The problem:
Each of the lines below must be restated exactly.

[Collected data]
PR #2848, opened 2024-12-04
CLDC-3788 Export sales logs

kosiakkatrina:

PR #2943, opened 2025-02-13
CLDC-3788 Export sales logs

kosiakkatrina:
Copy of https://github.com/communitiesuk/submit-social-housing-lettings-and-sales-data/pull/2848 with some field changes


app/services/exports/sales_log_export_constants.rb
```diff
@@ -0,0 +1,143 @@
+module Exports::SalesLogExportConstants
+  MAX_XML_RECORDS = 10_000
+  LOG_ID_OFFSET = 300_000_000_000
+
+  EXPORT_MODE = {
+    xml: 1,
+    csv: 2,
+  }.freeze
+
+  EXPORT_FIELDS = Set["id",
```
carolynbarker: Do we have a final fields list? 
Rachel mentioned on the ticket she was adding `mrentprestaircasing` which I don't see here.

I also wonder whether we might be missing another couple of fields, by my count this is 123 fields +18+5 = 146 fields, compared to 148 on the spreadsheet on the ticket (which doesn't include `mrentprestaircasing`). Is this the service charge fields?

spec/factories/sales_log.rb
```diff
@@ -202,5 +202,109 @@
...
+      disabled { 1 }
+      deposit { 80_000 }
+      value { 110_000 }
+      value_value_check { 0 }
+      grant { 10_000 }
+      proplen { 10 }
+      pregyrha { 1 }
+      pregla { 1 }
+      pregother { 1 }
+      pregghb { 1 }
```
carolynbarker: I don't think we have these in 2025 (and we don't export sales logs from 2024 or earlier, so I think we can remove these)

spec/services/exports/export_service_spec.rb
```diff
@@ -23,7 +25,7 @@
     Timecop.return
   end
 
-  context "when exporting daily XMLs" do
+  context "when exporting daily XMLs before 2025" do
```
carolynbarker, line 28: Should we move the let(:start_time) from line 8 here?

spec/services/exports/export_service_spec.rb
```diff
@@ -330,4 +390,180 @@
...
+
+  context "with date after 2025-04-01" do
+    let(:start_time) { Time.zone.local(2025, 5, 1) }
+    let(:expected_master_manifest_filename) { "Manifest_2025_05_01_0001.csv" }
+    let(:lettings_logs_export_service) { instance_double("Exports::LettingsLogExportService", export_xml_lettings_logs: {}) }
+
+    context "when exporting daily XMLs" do
+      context "and no sales archives get created in sales logs export" do
+        let(:sales_logs_export_service) { instance_double("Exports::SalesLogExportService", export_xml_sales_logs: {}) }
+        let(:lettings_logs_export_service) { instance_double("Exports::LettingsLogExportService", export_xml_lettings_logs: {}) }
```
carolynbarker, line 403: This is already set on line 397 right?

spec/services/exports/export_service_spec.rb
kosiakkatrina: I duplicated it so that it's explicit, but we use this in other tests so left it on line 8 as well

spec/factories/sales_log.rb
kosiakkatrina: Good shout

spec/services/exports/export_service_spec.rb
kosiakkatrina: Yep, removed it now!

app/services/exports/sales_log_export_constants.rb
kosiakkatrina: The final list is still to be confirmed, so it might change!

kosiakkatrina: These have now been confirmed!

Dinssa (approved):

PR #2944, opened 2025-02-13
Remove invalid option causing migration errors

carolynbarker:
These class_name options cause errors in Rails 7.2 (and I think 7.1) - I think they were being ignored anyway so have been having no effect.


db/schema.rb
```diff
@@ -245,14 +245,14 @@
     t.integer "hb"
     t.integer "hbrentshortfall"
     t.integer "property_relet"
-    t.datetime "mrcdate"
+    t.datetime "mrcdate", precision: nil
```
carolynbarker, line 248: these are autogenerated when I migrate the db up - `nil` is the default so these should have no effect.

kosiakkatrina (approved):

Written solution:
PR #2848, opened 2024-12-04
CLDC-3788 Export sales logs

kosiakkatrina:

PR #2943, opened 2025-02-13
CLDC-3788 Export sales logs

kosiakkatrina:
Copy of https://github.com/communitiesuk/submit-social-housing-lettings-and-sales-data/pull/2848 with some field changes


app/services/exports/sales_log_export_constants.rb
```diff
@@ -0,0 +1,143 @@
+module Exports::SalesLogExportConstants
+  MAX_XML_RECORDS = 10_000
+  LOG_ID_OFFSET = 300_000_000_000
+
+  EXPORT_MODE = {
+    xml: 1,
+    csv: 2,
+  }.freeze
+
+  EXPORT_FIELDS = Set["id",
```
carolynbarker: Do we have a final fields list? 
Rachel mentioned on the ticket she was adding `mrentprestaircasing` which I don't see here.

I also wonder whether we might be missing another couple of fields, by my count this is 123 fields +18+5 = 146 fields, compared to 148 on the spreadsheet on the ticket (which doesn't include `mrentprestaircasing`). Is this the service charge fields?

spec/factories/sales_log.rb
```diff
@@ -202,5 +202,109 @@
...
+      disabled { 1 }
+      deposit { 80_000 }
+      value { 110_000 }
+      value_value_check { 0 }
+      grant { 10_000 }
+      proplen { 10 }
+      pregyrha { 1 }
+      pregla { 1 }
+      pregother { 1 }
+      pregghb { 1 }
```
carolynbarker: I don't think we have these in 2025 (and we don't export sales logs from 2024 or earlier, so I think we can remove these)

spec/services/exports/export_service_spec.rb
```diff
@@ -23,7 +25,7 @@
     Timecop.return
   end
 
-  context "when exporting daily XMLs" do
+  context "when exporting daily XMLs before 2025" do
```
carolynbarker, line 28: Should we move the let(:start_time) from line 8 here?

spec/services/exports/export_service_spec.rb
```diff
@@ -330,4 +390,180 @@
...
+
+  context "with date after 2025-04-01" do
+    let(:start_time) { Time.zone.local(2025, 5, 1) }
+    let(:expected_master_manifest_filename) { "Manifest_2025_05_01_0001.csv" }
+    let(:lettings_logs_export_service) { instance_double("Exports::LettingsLogExportService", export_xml_lettings_logs: {}) }
+
+    context "when exporting daily XMLs" do
+      context "and no sales archives get created in sales logs export" do
+        let(:sales_logs_export_service) { instance_double("Exports::SalesLogExportService", export_xml_sales_logs: {}) }
+        let(:lettings_logs_export_service) { instance_double("Exports::LettingsLogExportService", export_xml_lettings_logs: {}) }
```
carolynbarker, line 403: This is already set on line 397 right?

spec/services/exports/export_service_spec.rb
kosiakkatrina: I duplicated it so that it's explicit, but we use this in other tests so left it on line 8 as well

spec/factories/sales_log.rb
kosiakkatrina: Good shout

spec/services/exports/export_service_spec.rb
kosiakkatrina: Yep, removed it now!

app/services/exports/sales_log_export_constants.rb
kosiakkatrina: The final list is still to be confirmed, so it might change!

kosiakkatrina: These have now been confirmed!

Dinssa (approved):

PR #2944, opened 2025-02-13
Remove invalid option causing migration errors

carolynbarker:
These class_name options cause errors in Rails 7.2 (and I think 7.1) - I think they were being ignored anyway so have been having no effect.


db/schema.rb
```diff
@@ -245,14 +245,14 @@
     t.integer "hb"
     t.integer "hbrentshortfall"
     t.integer "property_relet"
-    t.datetime "mrcdate"
+    t.datetime "mrcdate", precision: nil
```
carolynbarker, line 248: these are autogenerated when I migrate the db up - `nil` is the default so these should have no effect.

kosiakkatrina (approved):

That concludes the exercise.